• [Work instruction]:
Nothing is needed except the lines below that run from the one with "BasileiosKal: Thinks! Fixed." through the one with "Multiple approvals, open", repeated exactly.

• [Collected data]:
/---
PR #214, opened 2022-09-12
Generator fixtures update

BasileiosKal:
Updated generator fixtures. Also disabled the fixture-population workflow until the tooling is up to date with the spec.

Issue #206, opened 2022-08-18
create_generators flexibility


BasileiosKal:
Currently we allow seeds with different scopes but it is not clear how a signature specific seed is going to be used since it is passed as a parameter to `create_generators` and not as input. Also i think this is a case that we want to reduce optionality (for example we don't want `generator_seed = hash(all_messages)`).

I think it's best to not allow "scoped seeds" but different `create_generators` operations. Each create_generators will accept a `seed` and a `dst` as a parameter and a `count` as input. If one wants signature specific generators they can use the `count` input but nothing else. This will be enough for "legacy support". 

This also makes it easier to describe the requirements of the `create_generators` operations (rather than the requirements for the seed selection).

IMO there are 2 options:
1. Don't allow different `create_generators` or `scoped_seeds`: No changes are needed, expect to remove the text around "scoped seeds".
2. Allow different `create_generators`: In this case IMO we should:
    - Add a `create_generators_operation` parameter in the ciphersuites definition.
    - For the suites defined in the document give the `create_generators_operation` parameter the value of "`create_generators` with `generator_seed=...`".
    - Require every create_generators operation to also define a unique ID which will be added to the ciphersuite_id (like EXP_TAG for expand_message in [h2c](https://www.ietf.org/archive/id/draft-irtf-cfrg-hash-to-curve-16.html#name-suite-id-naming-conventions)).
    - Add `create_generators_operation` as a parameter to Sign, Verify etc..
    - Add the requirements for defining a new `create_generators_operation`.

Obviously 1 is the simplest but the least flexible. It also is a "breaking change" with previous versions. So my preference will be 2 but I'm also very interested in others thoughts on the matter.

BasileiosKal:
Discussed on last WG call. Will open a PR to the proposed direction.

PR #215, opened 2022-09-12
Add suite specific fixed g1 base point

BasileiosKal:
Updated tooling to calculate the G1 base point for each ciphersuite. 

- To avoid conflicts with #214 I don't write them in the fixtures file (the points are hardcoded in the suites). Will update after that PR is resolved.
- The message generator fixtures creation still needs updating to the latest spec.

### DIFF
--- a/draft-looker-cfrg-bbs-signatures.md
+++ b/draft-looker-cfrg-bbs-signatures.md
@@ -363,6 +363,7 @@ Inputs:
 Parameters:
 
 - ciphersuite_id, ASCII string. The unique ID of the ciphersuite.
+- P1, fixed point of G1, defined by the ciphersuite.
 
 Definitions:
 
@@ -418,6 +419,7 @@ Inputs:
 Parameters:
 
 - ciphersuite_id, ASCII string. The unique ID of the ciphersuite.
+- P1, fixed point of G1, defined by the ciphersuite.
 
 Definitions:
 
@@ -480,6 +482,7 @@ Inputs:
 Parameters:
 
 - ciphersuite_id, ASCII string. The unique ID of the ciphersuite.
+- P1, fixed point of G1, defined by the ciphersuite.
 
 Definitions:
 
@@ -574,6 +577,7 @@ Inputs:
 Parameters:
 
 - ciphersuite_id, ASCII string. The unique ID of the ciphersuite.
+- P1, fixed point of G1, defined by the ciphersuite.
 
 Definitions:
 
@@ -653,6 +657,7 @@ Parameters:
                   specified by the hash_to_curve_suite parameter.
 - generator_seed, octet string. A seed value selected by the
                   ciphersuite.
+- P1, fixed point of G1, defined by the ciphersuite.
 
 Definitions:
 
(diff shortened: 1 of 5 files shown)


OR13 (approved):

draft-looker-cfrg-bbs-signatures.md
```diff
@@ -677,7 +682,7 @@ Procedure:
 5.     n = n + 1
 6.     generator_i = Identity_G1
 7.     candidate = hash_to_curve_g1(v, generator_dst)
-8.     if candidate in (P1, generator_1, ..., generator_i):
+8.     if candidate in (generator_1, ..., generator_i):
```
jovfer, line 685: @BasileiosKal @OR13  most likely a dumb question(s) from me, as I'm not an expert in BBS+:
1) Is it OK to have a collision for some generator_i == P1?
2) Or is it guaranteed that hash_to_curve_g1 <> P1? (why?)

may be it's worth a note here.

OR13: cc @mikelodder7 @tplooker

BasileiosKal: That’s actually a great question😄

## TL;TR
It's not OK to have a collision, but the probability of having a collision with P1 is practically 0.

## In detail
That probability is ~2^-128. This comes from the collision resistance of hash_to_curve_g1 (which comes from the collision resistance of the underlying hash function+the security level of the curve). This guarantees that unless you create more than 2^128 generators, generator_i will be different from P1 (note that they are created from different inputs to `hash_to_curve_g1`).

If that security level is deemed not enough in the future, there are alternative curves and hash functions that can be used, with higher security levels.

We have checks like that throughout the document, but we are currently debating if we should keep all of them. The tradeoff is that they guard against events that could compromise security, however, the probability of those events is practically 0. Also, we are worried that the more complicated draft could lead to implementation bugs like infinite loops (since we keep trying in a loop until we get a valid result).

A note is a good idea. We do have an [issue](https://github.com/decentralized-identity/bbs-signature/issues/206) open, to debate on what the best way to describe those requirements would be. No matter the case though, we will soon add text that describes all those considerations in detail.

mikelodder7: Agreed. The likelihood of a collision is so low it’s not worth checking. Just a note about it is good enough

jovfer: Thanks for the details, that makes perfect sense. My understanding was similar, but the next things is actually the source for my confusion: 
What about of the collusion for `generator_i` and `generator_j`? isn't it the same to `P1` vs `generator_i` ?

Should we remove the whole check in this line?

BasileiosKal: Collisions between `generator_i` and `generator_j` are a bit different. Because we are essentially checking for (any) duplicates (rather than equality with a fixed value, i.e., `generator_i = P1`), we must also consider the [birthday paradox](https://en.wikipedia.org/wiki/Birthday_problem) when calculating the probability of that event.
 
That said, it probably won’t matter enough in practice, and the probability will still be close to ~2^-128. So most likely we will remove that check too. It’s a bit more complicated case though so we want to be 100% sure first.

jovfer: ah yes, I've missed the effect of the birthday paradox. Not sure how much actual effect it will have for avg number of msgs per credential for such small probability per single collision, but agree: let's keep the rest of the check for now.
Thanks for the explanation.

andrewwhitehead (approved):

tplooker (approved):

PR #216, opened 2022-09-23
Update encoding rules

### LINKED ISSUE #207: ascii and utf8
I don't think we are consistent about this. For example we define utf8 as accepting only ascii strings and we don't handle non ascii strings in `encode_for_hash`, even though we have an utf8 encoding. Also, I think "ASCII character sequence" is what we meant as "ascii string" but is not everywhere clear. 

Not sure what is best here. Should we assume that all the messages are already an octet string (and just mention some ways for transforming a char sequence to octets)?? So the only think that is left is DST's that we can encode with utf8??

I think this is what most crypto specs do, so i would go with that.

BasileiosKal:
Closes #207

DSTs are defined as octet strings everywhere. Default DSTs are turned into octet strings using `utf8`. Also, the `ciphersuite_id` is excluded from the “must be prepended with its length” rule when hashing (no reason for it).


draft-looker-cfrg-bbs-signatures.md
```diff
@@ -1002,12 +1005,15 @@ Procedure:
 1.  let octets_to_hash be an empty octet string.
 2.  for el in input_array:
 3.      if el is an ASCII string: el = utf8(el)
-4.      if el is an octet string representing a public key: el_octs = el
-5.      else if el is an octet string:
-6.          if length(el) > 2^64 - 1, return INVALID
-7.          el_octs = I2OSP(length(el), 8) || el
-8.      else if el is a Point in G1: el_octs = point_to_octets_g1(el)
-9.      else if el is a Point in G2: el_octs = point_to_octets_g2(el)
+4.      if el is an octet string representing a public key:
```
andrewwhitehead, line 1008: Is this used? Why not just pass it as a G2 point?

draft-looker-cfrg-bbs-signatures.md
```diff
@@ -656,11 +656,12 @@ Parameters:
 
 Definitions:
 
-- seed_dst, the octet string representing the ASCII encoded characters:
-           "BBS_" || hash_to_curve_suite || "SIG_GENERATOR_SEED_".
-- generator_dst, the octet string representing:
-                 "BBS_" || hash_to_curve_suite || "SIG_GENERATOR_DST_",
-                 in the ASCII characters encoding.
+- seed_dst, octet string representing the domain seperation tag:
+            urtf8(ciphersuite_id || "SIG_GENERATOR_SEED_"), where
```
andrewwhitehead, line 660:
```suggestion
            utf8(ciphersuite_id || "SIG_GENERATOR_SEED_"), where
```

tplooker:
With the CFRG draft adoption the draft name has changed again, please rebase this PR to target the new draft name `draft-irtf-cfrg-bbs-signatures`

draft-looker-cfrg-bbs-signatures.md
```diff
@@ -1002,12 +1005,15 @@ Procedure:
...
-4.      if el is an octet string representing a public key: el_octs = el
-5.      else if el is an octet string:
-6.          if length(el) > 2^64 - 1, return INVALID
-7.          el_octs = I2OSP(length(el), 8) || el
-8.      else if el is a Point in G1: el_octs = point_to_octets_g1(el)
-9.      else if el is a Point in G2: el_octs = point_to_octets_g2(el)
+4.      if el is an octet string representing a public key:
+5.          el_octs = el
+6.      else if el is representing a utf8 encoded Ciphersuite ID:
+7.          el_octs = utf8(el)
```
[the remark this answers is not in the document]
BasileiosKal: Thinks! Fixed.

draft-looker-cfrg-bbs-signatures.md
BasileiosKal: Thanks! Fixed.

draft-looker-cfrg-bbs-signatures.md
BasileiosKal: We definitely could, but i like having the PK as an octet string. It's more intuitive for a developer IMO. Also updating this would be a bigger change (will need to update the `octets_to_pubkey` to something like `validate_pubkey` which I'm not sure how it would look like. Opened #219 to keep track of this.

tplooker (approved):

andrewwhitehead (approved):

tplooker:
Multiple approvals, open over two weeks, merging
\---
/---
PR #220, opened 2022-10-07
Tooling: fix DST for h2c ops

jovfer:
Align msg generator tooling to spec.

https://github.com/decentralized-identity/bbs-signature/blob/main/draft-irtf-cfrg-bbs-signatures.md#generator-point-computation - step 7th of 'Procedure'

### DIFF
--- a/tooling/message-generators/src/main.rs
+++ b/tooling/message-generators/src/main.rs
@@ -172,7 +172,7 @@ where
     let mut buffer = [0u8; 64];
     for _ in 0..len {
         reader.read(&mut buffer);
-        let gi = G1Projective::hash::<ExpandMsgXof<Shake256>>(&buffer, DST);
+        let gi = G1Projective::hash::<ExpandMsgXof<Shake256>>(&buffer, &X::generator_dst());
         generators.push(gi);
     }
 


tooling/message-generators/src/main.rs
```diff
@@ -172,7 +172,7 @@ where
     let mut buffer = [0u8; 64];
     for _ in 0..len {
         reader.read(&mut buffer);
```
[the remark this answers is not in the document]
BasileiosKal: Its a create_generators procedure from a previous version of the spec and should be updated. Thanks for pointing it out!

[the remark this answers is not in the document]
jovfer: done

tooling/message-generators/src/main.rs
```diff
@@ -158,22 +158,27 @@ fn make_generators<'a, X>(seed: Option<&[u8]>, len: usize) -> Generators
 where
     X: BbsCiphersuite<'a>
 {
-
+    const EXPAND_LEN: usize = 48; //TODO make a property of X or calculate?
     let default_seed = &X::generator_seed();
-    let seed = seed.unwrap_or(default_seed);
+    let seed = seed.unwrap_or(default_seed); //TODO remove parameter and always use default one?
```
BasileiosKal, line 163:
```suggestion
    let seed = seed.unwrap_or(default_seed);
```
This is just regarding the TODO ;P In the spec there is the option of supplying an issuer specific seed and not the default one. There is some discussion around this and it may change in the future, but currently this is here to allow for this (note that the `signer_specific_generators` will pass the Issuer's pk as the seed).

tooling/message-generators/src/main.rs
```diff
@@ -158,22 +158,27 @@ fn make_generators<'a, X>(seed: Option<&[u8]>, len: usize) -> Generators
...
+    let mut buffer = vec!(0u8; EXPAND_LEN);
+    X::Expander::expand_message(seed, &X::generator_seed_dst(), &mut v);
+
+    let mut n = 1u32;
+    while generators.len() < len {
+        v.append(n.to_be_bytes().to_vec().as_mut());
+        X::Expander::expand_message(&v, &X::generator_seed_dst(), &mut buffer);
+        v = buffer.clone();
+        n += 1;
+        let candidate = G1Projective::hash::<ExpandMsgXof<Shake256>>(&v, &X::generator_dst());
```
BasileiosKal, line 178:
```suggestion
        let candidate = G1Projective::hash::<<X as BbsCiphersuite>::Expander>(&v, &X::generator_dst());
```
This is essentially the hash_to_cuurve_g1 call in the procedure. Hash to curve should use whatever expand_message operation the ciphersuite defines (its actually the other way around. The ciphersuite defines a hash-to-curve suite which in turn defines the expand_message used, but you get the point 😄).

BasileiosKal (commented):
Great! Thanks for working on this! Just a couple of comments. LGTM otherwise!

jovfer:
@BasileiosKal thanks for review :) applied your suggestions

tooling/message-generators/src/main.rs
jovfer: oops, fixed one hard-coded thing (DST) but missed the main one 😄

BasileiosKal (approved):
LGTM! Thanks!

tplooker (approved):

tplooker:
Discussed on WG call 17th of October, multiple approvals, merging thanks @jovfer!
\---
/---
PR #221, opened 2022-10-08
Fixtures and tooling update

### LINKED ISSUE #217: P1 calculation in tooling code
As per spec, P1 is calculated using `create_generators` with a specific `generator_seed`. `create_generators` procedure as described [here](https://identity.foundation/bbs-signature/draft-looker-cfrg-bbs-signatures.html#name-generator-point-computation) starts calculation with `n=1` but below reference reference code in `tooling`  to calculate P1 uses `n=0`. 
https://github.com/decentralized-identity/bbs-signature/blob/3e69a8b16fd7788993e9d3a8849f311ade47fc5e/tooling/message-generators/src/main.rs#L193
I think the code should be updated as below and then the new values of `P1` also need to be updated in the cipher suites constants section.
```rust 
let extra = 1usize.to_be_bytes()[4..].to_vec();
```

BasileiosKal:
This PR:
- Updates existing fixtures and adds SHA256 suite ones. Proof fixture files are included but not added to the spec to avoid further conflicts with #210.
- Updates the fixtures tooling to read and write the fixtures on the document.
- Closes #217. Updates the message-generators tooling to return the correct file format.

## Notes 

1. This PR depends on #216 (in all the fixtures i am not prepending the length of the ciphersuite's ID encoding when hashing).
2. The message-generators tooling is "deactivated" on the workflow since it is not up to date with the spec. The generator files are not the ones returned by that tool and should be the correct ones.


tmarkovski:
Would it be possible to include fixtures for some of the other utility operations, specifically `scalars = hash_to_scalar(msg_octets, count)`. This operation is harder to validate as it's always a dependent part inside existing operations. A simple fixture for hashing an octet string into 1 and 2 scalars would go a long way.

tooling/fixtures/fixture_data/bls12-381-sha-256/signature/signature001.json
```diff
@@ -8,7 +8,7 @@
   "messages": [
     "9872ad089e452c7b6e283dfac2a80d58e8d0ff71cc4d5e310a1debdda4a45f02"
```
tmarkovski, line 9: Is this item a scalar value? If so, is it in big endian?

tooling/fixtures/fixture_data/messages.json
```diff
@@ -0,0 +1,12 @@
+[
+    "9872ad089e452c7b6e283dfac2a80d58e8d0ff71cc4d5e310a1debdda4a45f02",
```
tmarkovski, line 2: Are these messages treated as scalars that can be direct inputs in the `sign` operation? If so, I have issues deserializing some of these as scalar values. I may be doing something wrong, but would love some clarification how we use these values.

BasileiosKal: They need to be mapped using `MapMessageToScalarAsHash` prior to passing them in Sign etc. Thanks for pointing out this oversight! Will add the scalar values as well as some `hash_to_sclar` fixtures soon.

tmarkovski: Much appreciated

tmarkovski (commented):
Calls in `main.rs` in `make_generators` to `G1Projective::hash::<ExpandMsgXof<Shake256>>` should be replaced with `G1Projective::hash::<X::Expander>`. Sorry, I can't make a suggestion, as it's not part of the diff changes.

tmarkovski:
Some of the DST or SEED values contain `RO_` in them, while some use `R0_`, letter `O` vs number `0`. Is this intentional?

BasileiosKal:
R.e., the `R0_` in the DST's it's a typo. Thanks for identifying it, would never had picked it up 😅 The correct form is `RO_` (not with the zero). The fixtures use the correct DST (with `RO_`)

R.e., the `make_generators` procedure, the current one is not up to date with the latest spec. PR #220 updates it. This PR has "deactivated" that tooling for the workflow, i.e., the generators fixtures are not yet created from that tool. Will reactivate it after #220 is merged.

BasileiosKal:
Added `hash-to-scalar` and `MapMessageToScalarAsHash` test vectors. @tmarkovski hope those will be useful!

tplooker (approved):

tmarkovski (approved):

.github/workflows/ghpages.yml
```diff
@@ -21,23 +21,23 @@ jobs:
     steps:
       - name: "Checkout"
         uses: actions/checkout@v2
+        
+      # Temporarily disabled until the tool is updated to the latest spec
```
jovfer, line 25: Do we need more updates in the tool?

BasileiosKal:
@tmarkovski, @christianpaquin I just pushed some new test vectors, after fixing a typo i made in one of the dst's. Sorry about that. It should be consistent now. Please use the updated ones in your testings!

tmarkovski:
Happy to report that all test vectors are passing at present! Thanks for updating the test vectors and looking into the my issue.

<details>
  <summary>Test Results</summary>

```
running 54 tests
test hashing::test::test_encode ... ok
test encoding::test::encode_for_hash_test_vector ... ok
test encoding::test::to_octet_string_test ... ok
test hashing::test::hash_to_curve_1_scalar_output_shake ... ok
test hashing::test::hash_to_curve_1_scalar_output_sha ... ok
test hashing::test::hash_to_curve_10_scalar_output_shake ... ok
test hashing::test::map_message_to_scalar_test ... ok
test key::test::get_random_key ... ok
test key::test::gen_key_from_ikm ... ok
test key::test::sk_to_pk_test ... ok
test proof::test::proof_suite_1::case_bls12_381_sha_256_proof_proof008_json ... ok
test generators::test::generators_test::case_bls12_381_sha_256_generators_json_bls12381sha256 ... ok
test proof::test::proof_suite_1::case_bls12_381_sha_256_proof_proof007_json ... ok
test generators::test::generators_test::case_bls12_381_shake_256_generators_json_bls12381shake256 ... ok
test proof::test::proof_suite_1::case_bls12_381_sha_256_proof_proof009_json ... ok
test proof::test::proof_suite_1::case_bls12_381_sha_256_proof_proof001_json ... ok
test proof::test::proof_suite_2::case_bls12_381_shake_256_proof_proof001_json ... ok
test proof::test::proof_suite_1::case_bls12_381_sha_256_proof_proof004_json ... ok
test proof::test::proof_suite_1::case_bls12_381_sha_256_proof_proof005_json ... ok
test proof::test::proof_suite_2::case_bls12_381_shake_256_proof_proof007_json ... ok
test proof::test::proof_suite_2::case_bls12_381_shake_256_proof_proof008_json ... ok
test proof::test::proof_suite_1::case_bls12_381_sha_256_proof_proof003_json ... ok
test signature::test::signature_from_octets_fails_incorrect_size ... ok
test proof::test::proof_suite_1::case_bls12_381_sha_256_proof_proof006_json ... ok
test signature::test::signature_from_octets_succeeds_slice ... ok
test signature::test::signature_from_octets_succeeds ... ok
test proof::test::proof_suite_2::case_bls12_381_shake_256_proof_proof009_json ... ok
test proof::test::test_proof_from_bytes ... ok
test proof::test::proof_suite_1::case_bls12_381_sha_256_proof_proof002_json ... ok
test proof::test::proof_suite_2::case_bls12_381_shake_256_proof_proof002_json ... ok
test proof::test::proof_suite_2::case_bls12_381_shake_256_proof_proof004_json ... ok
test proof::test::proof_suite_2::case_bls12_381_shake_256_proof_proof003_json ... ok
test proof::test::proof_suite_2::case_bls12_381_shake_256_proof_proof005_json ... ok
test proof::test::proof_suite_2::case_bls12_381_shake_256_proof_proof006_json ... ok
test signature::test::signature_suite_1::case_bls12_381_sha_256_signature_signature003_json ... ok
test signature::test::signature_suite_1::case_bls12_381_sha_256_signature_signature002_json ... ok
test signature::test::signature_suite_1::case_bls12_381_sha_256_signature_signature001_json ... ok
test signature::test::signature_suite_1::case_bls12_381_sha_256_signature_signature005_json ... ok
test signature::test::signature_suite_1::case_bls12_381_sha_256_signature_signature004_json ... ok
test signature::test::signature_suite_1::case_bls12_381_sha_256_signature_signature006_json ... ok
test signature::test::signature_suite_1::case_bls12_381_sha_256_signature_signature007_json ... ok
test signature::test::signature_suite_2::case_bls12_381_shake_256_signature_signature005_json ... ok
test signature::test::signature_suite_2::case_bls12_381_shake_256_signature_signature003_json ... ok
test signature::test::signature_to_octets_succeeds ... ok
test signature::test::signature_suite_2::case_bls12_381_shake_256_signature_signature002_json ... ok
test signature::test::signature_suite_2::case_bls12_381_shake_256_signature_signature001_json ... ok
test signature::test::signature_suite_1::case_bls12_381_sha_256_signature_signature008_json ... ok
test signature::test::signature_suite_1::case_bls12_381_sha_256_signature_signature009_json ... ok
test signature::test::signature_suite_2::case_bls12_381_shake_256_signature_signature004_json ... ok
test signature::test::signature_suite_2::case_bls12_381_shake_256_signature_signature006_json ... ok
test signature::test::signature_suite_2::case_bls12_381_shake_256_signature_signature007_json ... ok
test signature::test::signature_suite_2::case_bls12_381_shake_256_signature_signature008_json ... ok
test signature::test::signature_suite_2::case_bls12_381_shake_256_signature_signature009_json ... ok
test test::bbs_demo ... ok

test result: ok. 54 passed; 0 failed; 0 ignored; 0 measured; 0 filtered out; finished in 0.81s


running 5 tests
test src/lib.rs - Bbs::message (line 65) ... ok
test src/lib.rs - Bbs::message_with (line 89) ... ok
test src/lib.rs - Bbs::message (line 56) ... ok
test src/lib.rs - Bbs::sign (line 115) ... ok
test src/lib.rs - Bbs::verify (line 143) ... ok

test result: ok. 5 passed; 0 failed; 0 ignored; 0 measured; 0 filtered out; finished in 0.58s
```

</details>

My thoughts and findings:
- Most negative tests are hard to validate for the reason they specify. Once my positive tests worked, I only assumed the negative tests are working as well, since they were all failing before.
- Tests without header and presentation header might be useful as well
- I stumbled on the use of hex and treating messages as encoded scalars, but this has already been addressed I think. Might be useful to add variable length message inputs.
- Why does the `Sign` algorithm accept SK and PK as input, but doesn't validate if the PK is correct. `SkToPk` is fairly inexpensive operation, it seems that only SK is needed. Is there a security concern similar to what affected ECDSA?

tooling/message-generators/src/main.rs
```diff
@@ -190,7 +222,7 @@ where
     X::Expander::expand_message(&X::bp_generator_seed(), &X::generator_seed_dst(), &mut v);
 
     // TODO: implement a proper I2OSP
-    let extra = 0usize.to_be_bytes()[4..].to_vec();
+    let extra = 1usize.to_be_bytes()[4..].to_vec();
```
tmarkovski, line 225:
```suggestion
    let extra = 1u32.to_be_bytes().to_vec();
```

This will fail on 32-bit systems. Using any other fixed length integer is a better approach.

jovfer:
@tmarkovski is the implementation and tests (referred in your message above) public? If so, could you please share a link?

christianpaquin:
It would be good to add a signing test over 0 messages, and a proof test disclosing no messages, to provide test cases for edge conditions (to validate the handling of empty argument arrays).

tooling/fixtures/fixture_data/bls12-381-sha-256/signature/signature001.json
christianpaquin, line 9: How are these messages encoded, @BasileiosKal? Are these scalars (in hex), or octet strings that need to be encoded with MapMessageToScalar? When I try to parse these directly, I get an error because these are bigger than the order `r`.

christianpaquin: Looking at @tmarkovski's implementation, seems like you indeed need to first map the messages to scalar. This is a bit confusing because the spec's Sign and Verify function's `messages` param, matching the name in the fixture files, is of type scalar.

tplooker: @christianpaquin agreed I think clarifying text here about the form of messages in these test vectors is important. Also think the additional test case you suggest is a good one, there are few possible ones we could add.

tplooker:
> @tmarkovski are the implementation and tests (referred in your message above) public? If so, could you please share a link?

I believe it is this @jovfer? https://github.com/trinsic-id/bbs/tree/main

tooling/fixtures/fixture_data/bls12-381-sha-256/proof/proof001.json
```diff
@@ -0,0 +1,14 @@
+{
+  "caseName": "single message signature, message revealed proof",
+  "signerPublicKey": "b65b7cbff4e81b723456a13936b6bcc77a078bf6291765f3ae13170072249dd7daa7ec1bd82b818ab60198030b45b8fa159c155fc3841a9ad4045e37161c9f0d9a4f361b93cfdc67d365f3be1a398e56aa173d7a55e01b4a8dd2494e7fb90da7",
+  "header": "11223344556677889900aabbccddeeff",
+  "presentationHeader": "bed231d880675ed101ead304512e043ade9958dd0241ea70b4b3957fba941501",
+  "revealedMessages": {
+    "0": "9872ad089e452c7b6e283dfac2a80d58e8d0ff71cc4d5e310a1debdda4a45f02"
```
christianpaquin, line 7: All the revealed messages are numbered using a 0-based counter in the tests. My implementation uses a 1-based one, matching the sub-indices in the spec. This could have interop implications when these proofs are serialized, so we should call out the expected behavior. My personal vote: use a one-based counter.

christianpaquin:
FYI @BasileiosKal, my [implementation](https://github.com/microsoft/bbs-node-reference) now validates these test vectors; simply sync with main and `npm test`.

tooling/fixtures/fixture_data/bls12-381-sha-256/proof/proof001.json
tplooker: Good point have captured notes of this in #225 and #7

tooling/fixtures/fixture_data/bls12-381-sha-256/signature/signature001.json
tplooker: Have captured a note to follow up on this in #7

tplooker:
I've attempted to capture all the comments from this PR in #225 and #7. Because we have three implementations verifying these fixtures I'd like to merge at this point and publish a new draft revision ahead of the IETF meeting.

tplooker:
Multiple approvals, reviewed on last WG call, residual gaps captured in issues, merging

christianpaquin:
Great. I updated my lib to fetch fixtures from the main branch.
\---
• [Response below]:
BasileiosKal: Thinks! Fixed.

draft-looker-cfrg-bbs-signatures.md
BasileiosKal: Thanks! Fixed.

draft-looker-cfrg-bbs-signatures.md
BasileiosKal: We definitely could, but i like having the PK as an octet string. It's more intuitive for a developer IMO. Also updating this would be a bigger change (will need to update the `octets_to_pubkey` to something like `validate_pubkey` which I'm not sure how it would look like. Opened #219 to keep track of this.

tplooker (approved):

andrewwhitehead (approved):

tplooker:
Multiple approvals, open over two weeks, merging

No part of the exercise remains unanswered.